'''

PR #76, opened 2020-07-28
Add save and sign in modal

ramyabuva:
Adds modals that allow the user to name and save their plans depending on whether they are logged in or not. 
https://screenshot.googleplex.com/fzY0fywywPP.png

### DIFF
--- a/src/main/webapp/js/pages/planner.js
+++ b/src/main/webapp/js/pages/planner.js
@@ -28,9 +28,15 @@ async function getPlan() {
     selectedClasses: selectedClasses,
     semesters: document.getElementById('semesters').value
   };
-  courseContainer.innerText = '';  // Clears card body to get rid of spinner
+  courseContainer.innerText = '';  // Clears card body to get rid of spinner.
   let response;
   let courseList;
+  // Clear save button from header.
+  document.getElementById('plan-header').innerText = '';
+  // Replace form to clear all event listeners so it doesn't save old schedules.
+  const oldNameForm = document.getElementById('plan-name');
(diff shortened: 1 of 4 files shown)


src/main/webapp/js/pages/planner.js
```diff
@@ -59,6 +69,42 @@ async function getPlan() {
   }
 }
 
+function savePlan(courseList) {
```
savsa, line 77: needs comment

src/main/webapp/js/pages/planner.js
```diff
@@ -59,6 +69,42 @@ async function getPlan() {
...
+  // TODO(ramyabuva): Send tokens to servlet to save plans in Datastore.
```
savsa: needs issue?

savsa (approved):

src/main/webapp/js/pages/planner.js
```diff
@@ -28,9 +28,15 @@ async function getPlan() {
     selectedClasses: selectedClasses,
     semesters: document.getElementById('semesters').value
   };
-  courseContainer.innerText = '';  // Clears card body to get rid of spinner
+  courseContainer.innerText = '';  // Clears card body to get rid of spinner.
   let response;
   let courseList;
+  // Clear save button from header.
+  document.getElementById('plan-header').innerText = '';
+  // Replace form to clear all event listeners so it doesn't save old schedules.
```
wli, line 36: not the cleanest approach (you could clear the event listeners manually instead), but in the interest of time, this will work.

wli (approved):

triplehair (approved):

'''

## What the exercise asks
Copy the entries above exactly, leaving none out.

## Task output
PR #76, opened 2020-07-28
Add save and sign in modal

ramyabuva:
Adds modals that allow the user to name and save their plans depending on whether they are logged in or not. 
https://screenshot.googleplex.com/fzY0fywywPP.png

### DIFF
--- a/src/main/webapp/js/pages/planner.js
+++ b/src/main/webapp/js/pages/planner.js
@@ -28,9 +28,15 @@ async function getPlan() {
     selectedClasses: selectedClasses,
     semesters: document.getElementById('semesters').value
   };
-  courseContainer.innerText = '';  // Clears card body to get rid of spinner
+  courseContainer.innerText = '';  // Clears card body to get rid of spinner.
   let response;
   let courseList;
+  // Clear save button from header.
+  document.getElementById('plan-header').innerText = '';
+  // Replace form to clear all event listeners so it doesn't save old schedules.
+  const oldNameForm = document.getElementById('plan-name');
(diff shortened: 1 of 4 files shown)


src/main/webapp/js/pages/planner.js
```diff
@@ -59,6 +69,42 @@ async function getPlan() {
   }
 }
 
+function savePlan(courseList) {
```
savsa, line 77: needs comment

src/main/webapp/js/pages/planner.js
```diff
@@ -59,6 +69,42 @@ async function getPlan() {
...
+  // TODO(ramyabuva): Send tokens to servlet to save plans in Datastore.
```
savsa: needs issue?

savsa (approved):

src/main/webapp/js/pages/planner.js
```diff
@@ -28,9 +28,15 @@ async function getPlan() {
     selectedClasses: selectedClasses,
     semesters: document.getElementById('semesters').value
   };
-  courseContainer.innerText = '';  // Clears card body to get rid of spinner
+  courseContainer.innerText = '';  // Clears card body to get rid of spinner.
   let response;
   let courseList;
+  // Clear save button from header.
+  document.getElementById('plan-header').innerText = '';
+  // Replace form to clear all event listeners so it doesn't save old schedules.
```
wli, line 36: not the cleanest approach (you could clear the event listeners manually instead), but in the interest of time, this will work.

wli (approved):

triplehair (approved):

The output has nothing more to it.